What to do:
In the data below, find every line that has the string "solarized", and copy it.

Data for this task:
Issue #1133, opened 2021-09-02
Support more Themes


neiljp:
Since themes are now isolated, we hope that adding a new theme should be easier for a new contributor!

Please review our existing theme documentation and theme source files. Currently all themes are integrated in the source.

Themes we could consider adding/developing: 
* [ ] dracula
* [ ] nord
* [ ] gruvbox light
* [ ] solarized light
* [ ] solarized dark

(please discuss in the stream first, if you think of others and want to work on them)

NOTE: To support multiple new contributors working on this, it would be useful if you only work on one of these yourself and leave other themes for others to work on.

Things to consider:
* please include a reference to the theme origin, ie. where you found the colors to use
* we aim to work in different color depths, so try testing those as well as the default 256-color depth
* some styles have common named colors; it would be good to reuse these
* supporting syntax highlighting would be useful, but could be worked on later

felipecpassos:
Hello, i'm new to contributing to OS projects, and would like to develop the Nord Theme for Zulip Terminal.

I would like to be inspired in the VS Code Nord Theme: 

[Example](https://raw.githubusercontent.com/arcticicestudio/nord-docs/develop/assets/images/ports/visual-studio-code/ui-overview-jsx.png)

neiljp:
Hi @felipecpassos! Welcome to the project!

For the colors themselves, you may wish to refer to https://www.nordtheme.com/
For application of the colors, that site may also have insights as to which kinds of UI elements might fit best with different colors?

Other than the colors and assigning them to the UI styles in a new theme file, you'll need to add the connections for the new theme to enable it to be selected at run-time, though that should be a case of looking for the names of existing themes and adding in your new theme file name.

mfonism:
Hi @felipecpassos,

I'd like to work on adding the solarized light theme.

I'm currently looking through https://ethanschoonover.com/solarized/ to have a good feel for the theme.

CypherpunkSamurai:
Hello sir, I'm new to open-source contributions and I would like to create new theme `OneDark` for zulip. Can you please guide me through this to get started.

Thank You Sir

Dishti-Oberai:
Hi all,
Can I please work on gruvbox light theme?

neiljp:
@Dishti-Oberai Hopefully you saw that @amanagr and myself responded in #zulip-terminal.

[...]

PR #1139, opened 2021-10-18
Nord theme

felipecpassos:
**What does this PR do?**  

Added support for Nord theme.

Partial fix for #1133

**Tested?** 
- [X] Manually

**Commit flow** 

**Notes & Questions** 

- https://www.nordtheme.com/

**Interactions** 

**Visual changes** 

image

### DIFF
--- a/zulipterminal/config/themes.py
+++ b/zulipterminal/config/themes.py
@@ -3,7 +3,7 @@ from typing import Any, Dict, List, Optional, Tuple, Union
 from pygments.token import STANDARD_TYPES
 
 from zulipterminal.config.color import term16
-from zulipterminal.themes import gruvbox, zt_blue, zt_dark, zt_light
+from zulipterminal.themes import gruvbox, nord, zt_blue, zt_dark, zt_light
 
 
 StyleSpec = Union[
@@ -85,6 +85,7 @@ REQUIRED_META = {
 # fmt: on
 
 THEMES = {
+    "nord": nord,
     "gruvbox_dark": gruvbox,
     "zt_dark": zt_dark,
     "zt_light": zt_light,
--- a/zulipterminal/config/themes.py
+++ b/zulipterminal/config/themes.py
@@ -85,8 +85,8 @@ REQUIRED_META = {
 # fmt: on
 
 THEMES = {
-    "nord": nord,
     "gruvbox_dark": gruvbox,
+    "nord": nord,
     "zt_dark": zt_dark,
     "zt_light": zt_light,
     "zt_blue": zt_blue,
--- a/zulipterminal/config/themes.py
+++ b/zulipterminal/config/themes.py
@@ -86,7 +86,7 @@ REQUIRED_META = {
 
 THEMES = {
     "gruvbox_dark": gruvbox,
-    "nord": nord,
+    "nord_dark": nord,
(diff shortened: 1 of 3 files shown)


neiljp (commented):
@felipecpassos Thanks for looking into this - I've been away for a bit so just coming back to it now! :+1:

You don't state this, but this is effectively a "dark ambiance" theme, to use the terminology on the Nord website?
If so, while the main Nord website doesn't seem to have much evidence of "white ambiance" designs in screenshots, it might be useful to use the `_dark` suffix for our theme like we have `zt_dark` and `gruvbox_dark` (which might eventually have the matching `gruvbox_light`, for example).

It's good to see the tests appear to run OK and manually the style looks to be rendering visually OK after a quick check, though I've not examined whether the nord colors match the recommended usage in detail.

For the color specification, for easier comparison with the source material, and also referencing within the styles, I feel it would be cleaner to order the NordColor entries in the same order as in their documentation, as well as use the descriptive prefixes eg. maybe `FROST_7` and `AURORA_ORANGE_12`.

There are a few extra colors which aren't in the Nord palette - It may be challenging but I'd hope that we'd be able to avoid using them?

felipecpassos:
> For the color specification, for easier comparison with the source material, and also referencing within the styles, I feel it would be cleaner to order the NordColor entries in the same order as in their documentation, as well as use the descriptive prefixes eg. maybe `FROST_7` and `AURORA_ORANGE_12`.

About the color names, i gave them the same name from Nord pallete:

image

I called that color NORD_7. Would you prefer me to call it FROST_7 or FROST_1 ?

zulipterminal/config/themes.py
```diff
@@ -86,7 +86,7 @@
 
 THEMES = {
     "gruvbox_dark": gruvbox,
-    "nord": nord,
+    "nord_dark": nord,
```
neiljp, line 89: This is fine until we have a light version :)

zulipterminal/config/themes.py
```diff
@@ -95,6 +95,7 @@
 THEME_ALIASES = {
     "default": "zt_dark",
     "gruvbox": "gruvbox_dark",
+    "nord": "nord_dark",
```
neiljp, line 98: This section was intended for historical aliases; I'd prefer we avoid supporting "nord" as a theme name for now, which is what this line would do.

neiljp (commented):
@felipecpassos I added a few notes based on the changes you made already.

Re the numeric suffix, I used the `<n>` from `nord<n>` as a suffix since that's how the color is referenced in that document. I can see it being beneficial both ways. In my AURORA example I used ORANGE, so for the others we could include a primary index instead of a subtle color-name, so my examples might become `FROST_1_n7` and `AURORA_ORANGE_n12`. Those last digits are the nord index, which we could also potentially list in an aligned comment at the end of each line, as they won't line up in the names.

For merging note that we'll likely want to squash the commits together manually before merging due to the rebase-oriented workflow we use.

neiljp:
@felipecpassos Do you need more support with this?

neiljp:
@felipecpassos This will need a little more work after a few changes to styles, and I'd recommend for you or anyone else taking this up where there may be multiple versions (eg dark/light) to split the common color palette into a separate file, as we've now done for gruvbox.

Exercise response:
* [ ] solarized light
* [ ] solarized dark
I'd like to work on adding the solarized light theme.
I'm currently looking through https://ethanschoonover.com/solarized/ to have a good feel for the theme.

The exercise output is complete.